» Exercise prompt
For every line in the entries that contains "anything", show the whole line.

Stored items
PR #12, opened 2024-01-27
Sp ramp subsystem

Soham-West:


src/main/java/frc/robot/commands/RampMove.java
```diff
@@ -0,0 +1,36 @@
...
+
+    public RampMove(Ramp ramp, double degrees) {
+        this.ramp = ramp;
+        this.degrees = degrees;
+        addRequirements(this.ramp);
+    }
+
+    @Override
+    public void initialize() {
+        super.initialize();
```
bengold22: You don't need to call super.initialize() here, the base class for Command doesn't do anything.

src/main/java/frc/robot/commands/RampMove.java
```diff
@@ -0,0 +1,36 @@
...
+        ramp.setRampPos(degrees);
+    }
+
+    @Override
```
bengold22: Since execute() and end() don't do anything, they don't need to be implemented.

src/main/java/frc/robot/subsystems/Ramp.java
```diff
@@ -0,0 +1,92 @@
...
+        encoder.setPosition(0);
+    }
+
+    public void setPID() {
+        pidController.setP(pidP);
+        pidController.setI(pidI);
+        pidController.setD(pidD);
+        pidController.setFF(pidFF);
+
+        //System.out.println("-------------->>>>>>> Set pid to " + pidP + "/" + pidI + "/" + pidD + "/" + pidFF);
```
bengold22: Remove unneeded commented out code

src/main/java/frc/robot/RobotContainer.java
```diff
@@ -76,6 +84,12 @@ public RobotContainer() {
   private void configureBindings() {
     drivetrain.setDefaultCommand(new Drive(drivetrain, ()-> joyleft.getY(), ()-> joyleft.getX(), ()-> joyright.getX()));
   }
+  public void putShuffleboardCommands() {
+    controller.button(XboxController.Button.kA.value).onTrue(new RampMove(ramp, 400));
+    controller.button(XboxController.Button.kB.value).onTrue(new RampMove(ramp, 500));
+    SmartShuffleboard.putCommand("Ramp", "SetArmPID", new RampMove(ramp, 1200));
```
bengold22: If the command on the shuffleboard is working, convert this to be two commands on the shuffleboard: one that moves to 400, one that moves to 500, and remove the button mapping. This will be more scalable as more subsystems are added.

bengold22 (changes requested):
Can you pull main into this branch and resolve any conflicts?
---
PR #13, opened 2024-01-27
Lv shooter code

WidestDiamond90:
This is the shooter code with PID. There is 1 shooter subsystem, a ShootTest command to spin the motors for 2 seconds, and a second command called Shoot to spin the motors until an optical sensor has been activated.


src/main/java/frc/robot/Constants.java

» Output for this exercise
bengold22: You don't need to call super.initialize() here, the base class for Command doesn't do anything.
bengold22: Since execute() and end() don't do anything, they don't need to be implemented.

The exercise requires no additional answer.